- [DATA TO USE]:
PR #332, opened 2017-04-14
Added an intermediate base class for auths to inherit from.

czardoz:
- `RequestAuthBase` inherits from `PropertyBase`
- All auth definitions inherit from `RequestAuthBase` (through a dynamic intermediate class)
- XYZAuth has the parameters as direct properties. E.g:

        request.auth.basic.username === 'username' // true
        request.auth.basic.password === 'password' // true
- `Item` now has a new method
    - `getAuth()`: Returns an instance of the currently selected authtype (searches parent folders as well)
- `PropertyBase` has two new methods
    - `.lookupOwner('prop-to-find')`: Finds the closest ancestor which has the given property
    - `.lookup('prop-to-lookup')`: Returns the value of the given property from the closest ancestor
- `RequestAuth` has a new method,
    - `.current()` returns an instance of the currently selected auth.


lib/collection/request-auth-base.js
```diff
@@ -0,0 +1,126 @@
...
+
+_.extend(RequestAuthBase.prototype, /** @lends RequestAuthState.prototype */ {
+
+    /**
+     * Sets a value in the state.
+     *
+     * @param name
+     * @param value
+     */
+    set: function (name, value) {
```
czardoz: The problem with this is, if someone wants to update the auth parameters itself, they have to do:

---

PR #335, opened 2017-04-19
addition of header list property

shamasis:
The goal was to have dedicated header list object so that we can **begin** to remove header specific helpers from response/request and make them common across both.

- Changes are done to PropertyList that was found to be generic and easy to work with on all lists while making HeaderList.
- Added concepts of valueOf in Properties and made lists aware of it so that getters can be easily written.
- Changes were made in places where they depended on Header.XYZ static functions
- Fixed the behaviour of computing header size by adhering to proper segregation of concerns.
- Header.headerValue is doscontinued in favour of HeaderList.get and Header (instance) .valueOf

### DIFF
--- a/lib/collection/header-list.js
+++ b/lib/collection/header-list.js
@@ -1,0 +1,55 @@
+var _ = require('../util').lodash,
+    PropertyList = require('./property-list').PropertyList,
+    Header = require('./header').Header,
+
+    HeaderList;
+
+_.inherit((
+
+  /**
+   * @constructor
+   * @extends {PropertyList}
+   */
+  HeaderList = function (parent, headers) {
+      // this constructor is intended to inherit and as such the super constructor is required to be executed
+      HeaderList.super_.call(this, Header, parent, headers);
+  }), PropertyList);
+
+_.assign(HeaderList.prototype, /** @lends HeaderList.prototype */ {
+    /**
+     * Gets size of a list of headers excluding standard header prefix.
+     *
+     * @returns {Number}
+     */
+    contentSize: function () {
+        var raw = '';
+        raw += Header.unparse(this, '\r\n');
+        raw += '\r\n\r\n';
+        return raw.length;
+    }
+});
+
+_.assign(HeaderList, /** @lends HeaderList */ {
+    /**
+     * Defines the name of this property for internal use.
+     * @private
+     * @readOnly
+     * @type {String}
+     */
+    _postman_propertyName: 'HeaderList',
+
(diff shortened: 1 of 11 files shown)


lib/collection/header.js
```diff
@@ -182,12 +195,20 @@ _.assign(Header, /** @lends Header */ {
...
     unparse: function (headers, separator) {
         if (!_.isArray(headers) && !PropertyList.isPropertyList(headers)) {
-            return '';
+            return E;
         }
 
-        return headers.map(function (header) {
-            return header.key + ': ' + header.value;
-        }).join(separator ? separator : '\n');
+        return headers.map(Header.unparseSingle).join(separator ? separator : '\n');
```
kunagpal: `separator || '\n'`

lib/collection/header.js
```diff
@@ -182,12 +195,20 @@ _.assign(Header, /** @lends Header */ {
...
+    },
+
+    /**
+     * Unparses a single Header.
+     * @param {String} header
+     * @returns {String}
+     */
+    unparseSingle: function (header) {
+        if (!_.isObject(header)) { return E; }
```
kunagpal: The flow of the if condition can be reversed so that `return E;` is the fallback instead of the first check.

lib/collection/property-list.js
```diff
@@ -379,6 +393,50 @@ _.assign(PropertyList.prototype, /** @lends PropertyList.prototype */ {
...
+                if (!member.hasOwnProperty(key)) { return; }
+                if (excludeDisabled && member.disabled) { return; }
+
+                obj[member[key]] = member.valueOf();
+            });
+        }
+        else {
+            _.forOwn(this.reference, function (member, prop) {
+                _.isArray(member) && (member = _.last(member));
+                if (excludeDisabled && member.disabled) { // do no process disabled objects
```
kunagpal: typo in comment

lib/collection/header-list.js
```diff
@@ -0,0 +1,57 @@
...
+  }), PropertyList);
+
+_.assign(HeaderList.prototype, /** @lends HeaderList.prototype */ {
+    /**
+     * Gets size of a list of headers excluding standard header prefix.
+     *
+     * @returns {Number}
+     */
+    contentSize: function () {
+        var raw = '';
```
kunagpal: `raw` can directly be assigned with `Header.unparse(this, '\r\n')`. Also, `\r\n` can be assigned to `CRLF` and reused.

==

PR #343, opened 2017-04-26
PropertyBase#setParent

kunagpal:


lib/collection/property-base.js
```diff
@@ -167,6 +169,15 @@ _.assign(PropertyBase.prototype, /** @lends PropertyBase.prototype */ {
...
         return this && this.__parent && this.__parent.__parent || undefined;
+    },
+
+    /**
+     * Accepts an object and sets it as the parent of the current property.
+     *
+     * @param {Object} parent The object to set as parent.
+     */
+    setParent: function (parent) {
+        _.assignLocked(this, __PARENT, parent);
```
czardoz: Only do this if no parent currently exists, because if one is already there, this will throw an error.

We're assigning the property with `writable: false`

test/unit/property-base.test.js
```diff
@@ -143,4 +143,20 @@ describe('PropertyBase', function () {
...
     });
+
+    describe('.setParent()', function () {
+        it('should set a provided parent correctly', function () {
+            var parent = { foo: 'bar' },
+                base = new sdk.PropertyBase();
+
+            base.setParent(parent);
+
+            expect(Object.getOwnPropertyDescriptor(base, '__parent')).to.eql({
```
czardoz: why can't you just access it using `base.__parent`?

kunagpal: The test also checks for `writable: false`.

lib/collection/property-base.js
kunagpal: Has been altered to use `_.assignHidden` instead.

- [WORK ORDER]: For each line above that contains the word "lists", copy that line.

- [EXERCISE RESPONSE]:
- Changes are done to PropertyList that was found to be generic and easy to work with on all lists while making HeaderList.
- Added concepts of valueOf in Properties and made lists aware of it so that getters can be easily written.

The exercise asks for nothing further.